PR #173, opened 2023-01-05
remove unused metadata scale file

cr4pt0:


ebma (commented):
I think we could actually also remove the `metadata-parachain-testnet.scale` file while we're at it.

ebma:
> I think we could actually also remove the metadata-parachain-testnet.scale file while we're at it.

@cr4pt0 can you do this so we can merge?

cr4pt0:
@ebma Done

PR #174, opened 2023-01-05
Fix wrong issue amount conversion

ebma:
During manual testing I realized two things: 
1) when the client is shutdown and re-started again, pending redeem and replace requests were picked up and executed successfully but 'old' issue requests were not 
and 2) the `BalanceConversion` struct we introduced some time ago makes it hard/confusing to fulfill an issue request with the appropriate stroop amount on Stellar. I changed the rate used in the `BalanceConversion` to be `1` so it does not actually do anything anymore. If I understand correctly this struct was intended to convert between the native on-chain balance and Stellar balances. That's why I decided to keep it around and added a comment.

This PR fixes both issues.


ebma:
@cr4pt0 can you review this PR?

cr4pt0 (approved):

cr4pt0:
> @cr4pt0 can you review this PR?

Sure. Done

PR #181, opened 2023-01-09
Prevent replay attacks by checking memo hash

ebma:
This pull request changes the issue, redeem and replace pallet such that they check if the to-be-used Stellar transaction includes the respective request ID as a memo. This is crucial for mitigating replay attacks.


pallets/stellar-relay/Cargo.toml
```diff
@@ -24,6 +24,7 @@ frame-system = { default-features = false, git = "https://github.com/paritytech/
 frame-benchmarking = { default-features = false, git = "https://github.com/paritytech/substrate.git", branch = "polkadot-v0.9.36", optional = true }
 
 sp-std = { default-features = false, git = "https://github.com/paritytech/substrate.git", branch = "polkadot-v0.9.36" }
+sp-core = { default-features = false, git = "https://github.com/paritytech/substrate.git", branch = "polkadot-v0.9.36" }
```
b-yap, line 27: I just noticed; if this is only added just so we could use the `H256` datatype, `spacewalk-primitives` is actually available: 
https://github.com/pendulum-chain/spacewalk/blob/dev/milestone-3/primitives/src/lib.rs#L9

The `H256` is exposed already.

I think we can actually remove `sp-core` altogether.

ebma: Hmm yes you're right, that's the only reason I added sp-core. But I just checked the other pallets that use H256 and from what I can tell they all import it from sp_core instead of the primitives. Do you think we should change it to use the one from primitives?

b-yap: ^ that would be ideal, imo.  One less dependency in the toml files. :eyes:

ebma: Haha, true there would be one less dependency, but maybe we should try to depend on the spacewalk primitives as little as possible in the crates? Not so sure about it. Anyways, it does not really matter at this point so I'll change it to use the one from primitives.

ebma:
@b-yap, the rest is okay and I'm good to merge the PR?

pallets/stellar-relay/Cargo.toml
ebma: Nevermind, after changing the code to use the one from primitives I realized that the primitives dependency is declared as 'optional' and only included when the 'testing-utils' feature is set...... so I would say we keep it like this 😅

cr4pt0 (approved):

b-yap:
lgtm :thumbsup:

Issue #179, opened 2023-01-09
Change or remove comments and variables about 'bitcoin' and 'btc'


ebma:
At the moment, we have lots of doc comments and some variables that are still referring to Bitcoin or BTC. We should change these comments and variables such that they relate to spacewalk and not Bitcoin/interBTC. This means that simply 'find-replacing' every mention of the word 'Bitcoin' with 'Stellar' might not be feasible because this would not always make sense. We need to check case by case how to reformulate the comment so that it makes sense in our context.

PR #183, opened 2023-01-09
Use Stellar, XLM naming instead of BTC, Bitcoin

cr4pt0:
update comments, extrinsic, unit tests and regenerate metadata.scale file
#179


ebma:
I added some changes because it was easier/faster to do these little things myself instead of pointing them out everywhere.

ebma (approved):

PR #184, opened 2023-01-10
Restrict set_exchange_rate oracle function. Allow only for tests and benchmarks.

cr4pt0:


pallets/oracle/src/lib.rs
```diff
@@ -1,7 +1,7 @@
 //! # Oracle Pallet
 //! Based on the [specification](https://spec.interlay.io/spec/oracle.html).
 
-#![deny(warnings)]
+#![warn(warnings)]
```
ebma, line 4: Is this change necessary or did you forget to change it back?

ebma (approved):
Looks good to me overall. I checked and the tests are all still working. Goob job 👍 

We can merge this once you address my other comment.

pallets/oracle/src/lib.rs
cr4pt0: @ebma 
I did it because the test failed because of `unused import: `DispatchResult``

Should I fix it or we can leave  it like this?

ebma: Can't we just remove the unused import then?

cr4pt0: No. Because `DispatchResult` for other code when there is no feature `testing-utils`

ebma: I fixed it by conditionally importing it.

PR #186, opened 2023-01-11
update orml dependencies to v0.9.36

b-yap:
for https://github.com/pendulum-chain/pendulum/pull/89, to avoid compile errors with the orml dependencies


ebma (changes requested):
Makes sense to change it 👍 This means we might be able to get rid of our `patch` statements in the root Cargo.toml. @b-yap can you remove them and check if everything still works?

cr4pt0 (approved):

b-yap:
@ebma i've removed the patch

ebma (approved):

PR #187, opened 2023-01-11
Redesign spacewalk oracle to be compatible with any oracle provider.

RustNinja:
- add dia.rs
- add oracle_mock.rs functionality to provide easy way to mock test runtime.
- remove feed_values, register, unregister_vault extrinsics from spacewalk oracle.
- remove old Storage from spacewalk oracle (RawUpdatedValue, UpdatedValue, AggregatedValues)
- introduce DiaOracleAdapter struct
- implement `DataProviderExtended` for `DiaOracleAdapter`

────

What is being asked: You are asked to transcribe the complete data exactly.

Answer section:
PR #173, opened 2023-01-05
remove unused metadata scale file

cr4pt0:


ebma (commented):
I think we could actually also remove the `metadata-parachain-testnet.scale` file while we're at it.

ebma:
> I think we could actually also remove the metadata-parachain-testnet.scale file while we're at it.

@cr4pt0 can you do this so we can merge?

cr4pt0:
@ebma Done

PR #174, opened 2023-01-05
Fix wrong issue amount conversion

ebma:
During manual testing I realized two things: 
1) when the client is shutdown and re-started again, pending redeem and replace requests were picked up and executed successfully but 'old' issue requests were not 
and 2) the `BalanceConversion` struct we introduced some time ago makes it hard/confusing to fulfill an issue request with the appropriate stroop amount on Stellar. I changed the rate used in the `BalanceConversion` to be `1` so it does not actually do anything anymore. If I understand correctly this struct was intended to convert between the native on-chain balance and Stellar balances. That's why I decided to keep it around and added a comment.

This PR fixes both issues.


ebma:
@cr4pt0 can you review this PR?

cr4pt0 (approved):

cr4pt0:
> @cr4pt0 can you review this PR?

Sure. Done

PR #181, opened 2023-01-09
Prevent replay attacks by checking memo hash

ebma:
This pull request changes the issue, redeem and replace pallet such that they check if the to-be-used Stellar transaction includes the respective request ID as a memo. This is crucial for mitigating replay attacks.


pallets/stellar-relay/Cargo.toml
```diff
@@ -24,6 +24,7 @@ frame-system = { default-features = false, git = "https://github.com/paritytech/
 frame-benchmarking = { default-features = false, git = "https://github.com/paritytech/substrate.git", branch = "polkadot-v0.9.36", optional = true }
 
 sp-std = { default-features = false, git = "https://github.com/paritytech/substrate.git", branch = "polkadot-v0.9.36" }
+sp-core = { default-features = false, git = "https://github.com/paritytech/substrate.git", branch = "polkadot-v0.9.36" }
```
b-yap, line 27: I just noticed; if this is only added just so we could use the `H256` datatype, `spacewalk-primitives` is actually available: 
https://github.com/pendulum-chain/spacewalk/blob/dev/milestone-3/primitives/src/lib.rs#L9

The `H256` is exposed already.

I think we can actually remove `sp-core` altogether.

ebma: Hmm yes you're right, that's the only reason I added sp-core. But I just checked the other pallets that use H256 and from what I can tell they all import it from sp_core instead of the primitives. Do you think we should change it to use the one from primitives?

b-yap: ^ that would be ideal, imo.  One less dependency in the toml files. :eyes:

ebma: Haha, true there would be one less dependency, but maybe we should try to depend on the spacewalk primitives as little as possible in the crates? Not so sure about it. Anyways, it does not really matter at this point so I'll change it to use the one from primitives.

ebma:
@b-yap, the rest is okay and I'm good to merge the PR?

pallets/stellar-relay/Cargo.toml
ebma: Nevermind, after changing the code to use the one from primitives I realized that the primitives dependency is declared as 'optional' and only included when the 'testing-utils' feature is set...... so I would say we keep it like this 😅

cr4pt0 (approved):

b-yap:
lgtm :thumbsup:

Issue #179, opened 2023-01-09
Change or remove comments and variables about 'bitcoin' and 'btc'


ebma:
At the moment, we have lots of doc comments and some variables that are still referring to Bitcoin or BTC. We should change these comments and variables such that they relate to spacewalk and not Bitcoin/interBTC. This means that simply 'find-replacing' every mention of the word 'Bitcoin' with 'Stellar' might not be feasible because this would not always make sense. We need to check case by case how to reformulate the comment so that it makes sense in our context.

PR #183, opened 2023-01-09
Use Stellar, XLM naming instead of BTC, Bitcoin

cr4pt0:
update comments, extrinsic, unit tests and regenerate metadata.scale file
#179


ebma:
I added some changes because it was easier/faster to do these little things myself instead of pointing them out everywhere.

ebma (approved):

PR #184, opened 2023-01-10
Restrict set_exchange_rate oracle function. Allow only for tests and benchmarks.

cr4pt0:


pallets/oracle/src/lib.rs
```diff
@@ -1,7 +1,7 @@
 //! # Oracle Pallet
 //! Based on the [specification](https://spec.interlay.io/spec/oracle.html).
 
-#![deny(warnings)]
+#![warn(warnings)]
```
ebma, line 4: Is this change necessary or did you forget to change it back?

ebma (approved):
Looks good to me overall. I checked and the tests are all still working. Goob job 👍 

We can merge this once you address my other comment.

pallets/oracle/src/lib.rs
cr4pt0: @ebma 
I did it because the test failed because of `unused import: `DispatchResult``

Should I fix it or we can leave  it like this?

ebma: Can't we just remove the unused import then?

cr4pt0: No. Because `DispatchResult` for other code when there is no feature `testing-utils`

ebma: I fixed it by conditionally importing it.

PR #186, opened 2023-01-11
update orml dependencies to v0.9.36

b-yap:
for https://github.com/pendulum-chain/pendulum/pull/89, to avoid compile errors with the orml dependencies


ebma (changes requested):
Makes sense to change it 👍 This means we might be able to get rid of our `patch` statements in the root Cargo.toml. @b-yap can you remove them and check if everything still works?

cr4pt0 (approved):

b-yap:
@ebma i've removed the patch

ebma (approved):

PR #187, opened 2023-01-11
Redesign spacewalk oracle to be compatible with any oracle provider.

RustNinja:
- add dia.rs
- add oracle_mock.rs functionality to provide easy way to mock test runtime.
- remove feed_values, register, unregister_vault extrinsics from spacewalk oracle.
- remove old Storage from spacewalk oracle (RawUpdatedValue, UpdatedValue, AggregatedValues)
- introduce DiaOracleAdapter struct
- implement `DataProviderExtended` for `DiaOracleAdapter`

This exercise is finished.